Aknel Amnardbat spends more time alone than she knows she ought to. She’s the Councilor for Heritage, after all—she has six voices of other Councilors for Heritage echoing down her imago-line for company, to begin with, and besides that chain of memory, she is Heritage, culture and community and everything that makes Lsel Station itself, and she remembers being a person who went to every ridiculous local art event she could find on the Station intranet. Bad holofilm documentaries and new kinds of music, kids yelling poetry in bars, song-and-dance ensembles, zero-g dance, that one year she’d been obsessed with an imagoless restaurateur who had come up with a new way of using fungi and capsaicin and aldehydes to create meals that were an impossible sense-explosion—before she was Councilor, she had known the Station like she knew her own body.
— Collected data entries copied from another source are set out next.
Issue #96, opened 2023-07-17
Implementation of Track Data Availability


tech3371:
**Summary**
Create schema for pipeline dependencies

**Requirements**
The more specific the better.
- [ ]
- [ ]

**Related tickets*
-

maxinelasp:
Blocked on #95

PR #104, opened 2023-07-21
Implementation of Track Data Availability

tech3371:
# Change Summary
This is initial implementation of issue [Data Tracket Implementation](https://github.com/IMAP-Science-Operations-Center/sds-data-manager/issues/96)

## Overview

We need a database to track processing. In this review, there are two ways to track processing.
1. Use DynamDB to track processing
2. Use existing opensearch database

## New Files
- sds_data_manager/lambda_code/SDSCode/dynamodb_utils/processing_status.py
   - Defines processing status enum
- sds_data_manager/stacks/dynamodb_stack.py
   - Creates DynamoDB resources using this stack
  
## Updated Files
   - Added code in indexer lambda to take injested data information and initialized data-tracker with default processing status.
   - Created new opensearch index to send same default processing status.
- updated file 2
   - descipriton of change 1 in file 2
   - Updated it take DynamoDB stack as input and use it to get and set environment variable of table name for indexer lambda
   - Updated stack builder to create DynamoDB stack and updated input parameter of sds_data_manager_stack.
## Testing
- tests/infrastructure/test_dynamo_db_stack.py
   - This tests if DynamoDB stack creates resources as expected and checks some required settings.

### DIFF
--- a/sds_data_manager/lambda_code/SDSCode/dynamodb_utils/processing_status.py
+++ b/sds_data_manager/lambda_code/SDSCode/dynamodb_utils/processing_status.py
@@ -1,0 +1,12 @@
+from enum import Enum
+
+
+class ProcessingStatus(Enum):
+    """
+    Enum for the processing status.
+    """
+    PENDING = 0
+    IN_PROGRESS = 1
+    COMPLETED = 2
+    FAILED = 3
+    CANCELLED = 4
--- a/sds_data_manager/lambda_code/SDSCode/dynamodb_utils/processing_status.py
+++ b/sds_data_manager/lambda_code/SDSCode/dynamodb_utils/processing_status.py
@@ -5,6 +5,7 @@ class ProcessingStatus(Enum):
     """
     Enum for the processing status.
     """
+
     PENDING = 0
     IN_PROGRESS = 1
     COMPLETED = 2
--- a/sds_data_manager/lambda_code/SDSCode/indexer.py
+++ b/sds_data_manager/lambda_code/SDSCode/indexer.py
@@ -8,13 +8,14 @@ import sys
 import boto3
 from opensearchpy import RequestsHttpConnection
 
+from .dynamodb_utils.processing_status import ProcessingStatus
+
 # Local
 from .opensearch_utils.action import Action
 from .opensearch_utils.client import Client
 from .opensearch_utils.document import Document
 from .opensearch_utils.index import Index
 from .opensearch_utils.payload import Payload
-from .dynamodb_utils.processing_status import ProcessingStatus
 
 # Logger setup
 logger = logging.getLogger()
@@ -122,17 +123,17 @@ def initialize_data_processing_status(filename: str):
     # Get instrument name by parsing the filename.
     # Eg. filename = imap_l0_sci_codice_20230602_v02.pkts
     # Get instrument name, codice, from the filename.
-    instrument_name = filename.split('_')[3]
+    instrument_name = filename.split("_")[3]
 
     return {
-        'instrument': instrument_name,
-        'filename': filename,
-        'processing_status': ProcessingStatus.PENDING.name,
-        'l1a_status': ProcessingStatus.PENDING.name,
-        'l1b_status': ProcessingStatus.PENDING.name,
-        'l1c_status': ProcessingStatus.PENDING.name,
-        'l2_status': ProcessingStatus.PENDING.name,
-        'l3_status': ProcessingStatus.PENDING.name
+        "instrument": instrument_name,
+        "filename": filename,
+        "processing_status": ProcessingStatus.PENDING.name,
+        "l1a_status": ProcessingStatus.PENDING.name,
+        "l1b_status": ProcessingStatus.PENDING.name,
+        "l1c_status": ProcessingStatus.PENDING.name,
+        "l2_status": ProcessingStatus.PENDING.name,
+        "l3_status": ProcessingStatus.PENDING.name,
     }
 
 
@@ -144,8 +145,8 @@ def write_data_to_dynamodb(item: dict):
     item : dict
         data for database
     """
-    dynamodb = boto3.resource('dynamodb')
-    table = dynamodb.Table(os.environ['DYNAMODB_TABLE'])
+    dynamodb = boto3.resource("dynamodb")
+    table = dynamodb.Table(os.environ["DYNAMODB_TABLE"])
     table.put_item(Item=item)
 
 
@@ -218,8 +219,8 @@ def lambda_handler(event, context):
         # TODO: Decide if we want to keep both or keep one after SIT-2
         # Right now, we can write processing status of injested data to both databases.
         # In the future, we can decide which one to write to.
-        # Initialize processing status for injested data to pending. This will be updated
-        # when the data is processed.
+        # Initialize processing status for injested data to pending. This will be
+        # updated when the data is processed.
         item = initialize_data_processing_status(filename)
 
         # Write processing status data to DynamoDB.
--- a/sds_data_manager/lambda_code/SDSCode/indexer.py
+++ b/sds_data_manager/lambda_code/SDSCode/indexer.py
@@ -107,11 +107,17 @@ def _create_open_search_client():
     )
 
 
-def initialize_data_processing_status(filename: str):
+def initialize_data_processing_status(metadata: dict, filename):
     """Generate data that will be sent to database.
 
     Parameters
     ----------
+    metadata : dict
+        metadata from filename. metadata comes from this
+        _check_for_matching_filetype function call.
+        Dictionary returned from that function call
+        can be used to get data level or instrument name
+        via metadata['instrument'] and metadata['level'].
     filename : str
         filename of injested data.
 
@@ -120,16 +126,12 @@ def initialize_data_processing_status(filename: str):
     dict
         data for database
     """
-    # Get instrument name by parsing the filename.
-    # Eg. filename = imap_l0_sci_codice_20230602_v02.pkts
-    # Get instrument name, codice, from the filename.
-    instrument_name = filename.split("_")[3]
 
     return {
-        "instrument": instrument_name,
+        "instrument": metadata["instrument"],
         "filename": filename,
-        "data_level": "l0",
-        "version": "1.0.0",
+        "data_level": metadata["level"],
+        "version": metadata["version"],
         "status": ProcessingStatus.PENDING.name,
     }
 
@@ -218,7 +220,7 @@ def lambda_handler(event, context):
         # In the future, we can decide which one to write to.
         # Initialize processing status for injested data to pending. This will be
         # updated when the data is processed.
-        item = initialize_data_processing_status(filename)
+        item = initialize_data_processing_status(metadata=metadata, filename=filename)
 
         # Write processing status data to DynamoDB.
         write_data_to_dynamodb(item)
--- a/sds_data_manager/lambda_code/SDSCode/indexer.py
+++ b/sds_data_manager/lambda_code/SDSCode/indexer.py
@@ -14,6 +14,7 @@ from .opensearch_utils.client import Client
 from .opensearch_utils.document import Document
 from .opensearch_utils.index import Index
 from .opensearch_utils.payload import Payload
+from .dynamodb_utils.processing_status import ProcessingStatus
 
 # Logger setup
 logger = logging.getLogger()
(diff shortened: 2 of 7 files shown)


sds_data_manager/stacks/dynamodb_stack.py
```diff
@@ -0,0 +1,139 @@
...
+        write_capacity : int
+            Write capacity for provisioned DynamoDb table.
+
+        Returns
+        -------
+        Construct
+            DynamoDb table construct
+        """
+        if read_capacity == 1 and write_capacity == 1:
+            raise Warning(
```
greglucas: Is there a problem with using defaults, or do we just want to warn? This should raise a `ValueError` or `warnings.warn(message)` rather than raising the warning.

sds_data_manager/stacks/dynamodb_stack.py
```diff
@@ -0,0 +1,139 @@
...
+        """
+        self.sds_id = sds_id
+        self.table_name = table_name
+        self.partition_key = partition_key
+        self.sort_key = sort_key
+        self.on_demand = on_demand
+        if self.on_demand:
+            self._create_on_demand_dynamodb()
+        else:
+            self._create_provisioned_dynamodb(read_capacity, write_capacity)
```
greglucas: The extra functions seem like they use the same `Table()` constructor, just with a few different arguments. Can you just modify the arguments in the if-block here and then right below call one `Table(...)` constructor? (might need to set `read_capacity=None` for the default into this rather than 1, but I'm not sure)

I think this would help in the case of us wanting to update one of the other arguments like `removal_policy` or something like that to only need to update it in one place rather than both the provisioned and ondemand blocks.

If you do take this suggestion, keep the comments from the functions and put them inline, they are really nice!

tests/infrastructure/test_dynamo_db_stack.py
```diff
@@ -0,0 +1,47 @@
+import pytest
+from aws_cdk.assertions import Template
+
+from sds_data_manager.stacks.dynamodb_stack import DynamoDB
+
+
+@pytest.fixture(scope="module")
+def template(app, sds_id):
```
greglucas: We might want two templates, one also to test the provisioned version?

sds_data_manager/stacks/dynamodb_stack.py
```diff
@@ -0,0 +1,139 @@
...
+            ),
+            billing_mode=dynamodb.BillingMode.PROVISIONED,
+            write_capacity=write_capacity,
+            read_capacity=read_capacity,
+            removal_policy=RemovalPolicy.DESTROY,
+            point_in_time_recovery=True,
+        )
+
+    def get_table_arn(self, table_name):
+        return dynamodb.Table.from_table_name(self, table_name, table_name)
```
greglucas: Is this used for anything?

sds_data_manager/stacks/dynamodb_stack.py
```diff
@@ -0,0 +1,139 @@
...
+        scope: Construct,
+        construct_id: str,
+        sds_id: str,
+        table_name: str,
+        partition_key: str,
+        sort_key: str,
+        env,
+        on_demand=True,
+        read_capacity=1,
+        write_capacity=1,
```
greglucas:
```suggestion
        env: Environment,
        on_demand: bool = True,
        read_capacity: int = 1,
        write_capacity:int = 1,
```
I'd suggest to keep the typing going on all of the arguments.

sds_data_manager/lambda_code/SDSCode/dynamodb_utils/processing_status.py
```diff
@@ -0,0 +1,12 @@
+from enum import Enum
+
+
+class ProcessingStatus(Enum):
```
greglucas, line 4:
```suggestion
class ProcessingStatus(IntEnum):
```
Do we want to use IntEnum? Probably doesn't make a huge difference here.

sds_data_manager/lambda_code/SDSCode/indexer.py
```diff
@@ -105,6 +107,49 @@ def _create_open_search_client():
...
+    return {
+        "instrument": instrument_name,
+        "filename": filename,
+        "processing_status": ProcessingStatus.PENDING.name,
+        "l1a_status": ProcessingStatus.PENDING.name,
+        "l1b_status": ProcessingStatus.PENDING.name,
+        "l1c_status": ProcessingStatus.PENDING.name,
+        "l2_status": ProcessingStatus.PENDING.name,
+        "l3_status": ProcessingStatus.PENDING.name,
+    }
```
greglucas: Is this the schema of the table?

Looking at this, I wonder if we want to make the level be a field instead of each being called out separately? i.e. what happens when some instrument wants to add a value to L3a, L3b, ... If we make that a separate field I think we could just extend that enumeration more easily than continually adding new fields.

(instrument, data_level, version, filename, status)

tech3371:
Note about this PR:
In this PR, I have implemented two ways to track data availability.
1. One through DynamoDB. We write ingested data information to DynamoDB and initialize processing status as PENDING.
2. Second through using existing OpenSearch database. I created new index in OpenSearch and write same processing status data of ingested data to that new index.

I wrote two options for now as place holder for data tracker feature. But post SIT-2, it will go through formal SPIKE review and updated as needed post SPIKE discussion.

In SIT-2, processing trigger will be using DynamoDB to check for data availability.

sds_data_manager/stacks/dynamodb_stack.py
tech3371: Ah ok. I didn't read carefully before. I just saw this `Can only be provided if billingMode is Provisioned.` and thought I need to set those two to some value when provisioned. But it looks like CDK defaults to 5 which is good but not idea. I feel like it might be give a warning of some sort if someone wants to create provisioned version, with an assumption that user may be needing higher read and write capacity than 5 if they chose to provisioned resources.

sds_data_manager/lambda_code/SDSCode/dynamodb_utils/processing_status.py
tech3371: not particularly

sds_data_manager/lambda_code/SDSCode/indexer.py
tech3371: This is rough draft/view of what data may go in the database. 

I do see that scenario. Want to make sure if I am capture what are thinking. Will data look something like this?
```
 return {
        "instrument": instrument_name,
        "filename": filename,
        "data_level": {
            'l1a': ProcessingStatus.PENDING.name,
            'l1b': ProcessingStatus.PENDING.name,
            'l1c': ProcessingStatus.PENDING.name,
            ....
            'l3': ProcessingStatus.PENDING.name,
        },
        "version": ProcessingStatus.PENDING.name,
        "status": ProcessingStatus.PENDING.name
    }
```

```
 return {
        "instrument": instrument_name,
        "filename": filename,
        "data_level": 'l1a' or 'l1b' or 'l1c'....'l3', (indicating which level it's at)
        },
        "version": ProcessingStatus.PENDING.name,
        "status": ProcessingStatus.PENDING.name (status of current data_level)
    }
```

sds_data_manager/stacks/dynamodb_stack.py
tech3371: That makes sense. Will change that.

sds_data_manager/stacks/dynamodb_stack.py
tech3371: Not yet. Now that I am thinking, I am may be over doing it. It's one line of code and we can call this line directly if we need to look up table arn by table name.

tests/infrastructure/test_dynamo_db_stack.py
tech3371: sure thing.

sds_data_manager/lambda_code/SDSCode/indexer.py
greglucas: I think I was interpreting this table as being "keep track of file status". So, I was just thinking that each file was only associated with one level. Meaning we could take out all of the other level fields and just store whichever single one we are on with this individual file. So, has this file not been created, currently being created, processing failed, etc... But all for only the status of this single file.

But, what I think you're describing is that each file may want to keep track of what the processing status is of the l1a/l1b before it, and the l3 after it that are all dependencies or dependent on this single file?

It might be good to lay out the schema here or link to the schema somewhere externally, just so we are explicitly noting what should go into this table and how a processing job may update it etc... I think I'm just missing the overall workflow. Happy to hop on a call and discuss if that is easier too rather than async via the review.

tech3371: I think this is a discussion we need to have as a team. I can create a subtask issue to discuss this.

For the time being, I think what you are thinking is correct. I think second return statement suggestion goes well with what you are thinking. what do you think?

tech3371: Created new issue for that. https://github.com/IMAP-Science-Operations-Center/sds-data-manager/issues/105

sds_data_manager/stacks/dynamodb_stack.py
tech3371: It accepts None. I think None makes sense. I am adding check and raise ValueError if user wants to create provisioned DB but didn't have read and write capacity value.

sds_data_manager/stacks/dynamodb_stack.py
tech3371: removed it in upcoming commit.

sds_data_manager/stacks/dynamodb_stack.py
```diff
@@ -0,0 +1,100 @@
...
+        table_name: str,
+        partition_key: str,
+        sort_key: str,
+        env: Environment,
+        on_demand: bool = True,
+        read_capacity: int = None,
+        write_capacity: int = None,
+        **kwargs,
+    ):
+        super().__init__(scope, construct_id, **kwargs)
```
laspsandoval, line 22: It should be:
super().__init__(scope, construct_id, env=env, **kwargs)

tests/infrastructure/test_dynamo_db_stack.py
```diff
@@ -0,0 +1,96 @@
...
+        env=None,
+        on_demand=False,
+        write_capacity=100,
+        read_capacity=100,
+    )
+    template = Template.from_stack(stack)
+    return template
+
+
+def test_table_count(on_demand_dynamodb, provisioned_dynamodb):
```
greglucas, line 47:
```suggestion
@pytest.mark.parametrize("template", [on_demand_dynamodb, provisioned_dynamodb])
def test_table_count(template):
    template.resource_count_is("AWS::DynamoDB::Table", 1)
```

I think this would work with parametrization on most of these tests (the test_billing_mode would be trickier though, so probably not worth doing).

laspsandoval:
Looks good! I didn't deploy. I'll probably play around with it later unless you need me to deploy. Just let me know. Nice work!

sds_data_manager/stacks/dynamodb_stack.py
tech3371: I don't use env. should I still set env for future use?

tests/infrastructure/test_dynamo_db_stack.py
tech3371: Yeah, billing mode test was little tricky. But it's good to know we can do that.

greglucas (approved):

greglucas:
Needs a rebase, but the content looks good to me!

tech3371:
pre-commit.ci autofix

tech3371:
> Needs a rebase, but the content looks good to me!

@greglucas I tried to rebase. It's first time I am doing rebase. I hope it did it right.

tech3371:
> Looks good! I didn't deploy. I'll probably play around with it later unless you need me to deploy. Just let me know. Nice work!

@laspsandoval I tried to test it again after rebasing but if you can double check, I appreciate it.

tech3371:
pre-commit.ci autofix

sds_data_manager/lambda_code/SDSCode/indexer.py
```diff
@@ -105,6 +107,46 @@ def _create_open_search_client():
...
+    """
+    # Get instrument name by parsing the filename.
+    # Eg. filename = imap_l0_sci_codice_20230602_v02.pkts
+    # Get instrument name, codice, from the filename.
+    instrument_name = filename.split("_")[3]
+
+    return {
+        "instrument": instrument_name,
+        "filename": filename,
+        "data_level": "l0",
```
bryan-harter: Should we gather the data level from the file name as well?

sds_data_manager/lambda_code/SDSCode/indexer.py
```diff
@@ -105,6 +107,46 @@ def _create_open_search_client():
...
+
+    Returns
+    -------
+    dict
+        data for database
+    """
+    # Get instrument name by parsing the filename.
+    # Eg. filename = imap_l0_sci_codice_20230602_v02.pkts
+    # Get instrument name, codice, from the filename.
+    instrument_name = filename.split("_")[3]
```
bryan-harter: Maybe pass in the `metadata` variable gathered from `_check_for_matching_filetype` function.  Then you can get the level/instrument via `metadata['instrument']` and `metadata['level']`.  That would be useful if the file format ever changed (or for future, non-IMAP missions)

tech3371: That's a good idea! It looks like we get metadata in above lines. I will use that `metadata` and pass that as input to this function.

tech3371:
Can I merge this? I will need to bring one minor thing from this for next processing pipeline task.

sds_data_manager/stacks/dynamodb_stack.py
greglucas: I'd actually just remove it from your listed keyword arguments above, and then `**kwargs` will forward it automatically if you pass in `env=env` during creation, but won't require it here because you don't actually use it below.

tech3371: That's what I figured. I didn't add it yet for this review. I will do same(leave out env if not used) for my upcoming PR too.

bryan-harter:
Looks good to me!

bryan-harter (approved):

tech3371:
Opening new PR from `dev` branch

It’s more difficult now. She’s Heritage. When she arrives at an event, it’s either a statement of official approval or a message that the event might be sanctioned. She doesn’t know when that started happening. When she stopped being trusted, even when she was at something that didn’t even have a hint of Teixcalaanli cultural infiltration—something she’d never have even considered censoring—

It doesn’t matter. She’s Heritage, and she isn’t alone—she has all of Lsel Station with her, all its history and its people to watch over. She comes to the station’s secret heart, the imago-machine repository, whenever she feels too much like her office has built a glass cage between her and her home. All the memories of the Station’s imago-lines, in her safekeeping here, where she stands now.

An echo, imago-memory flare, emotion quickly repressed: Except those you mar.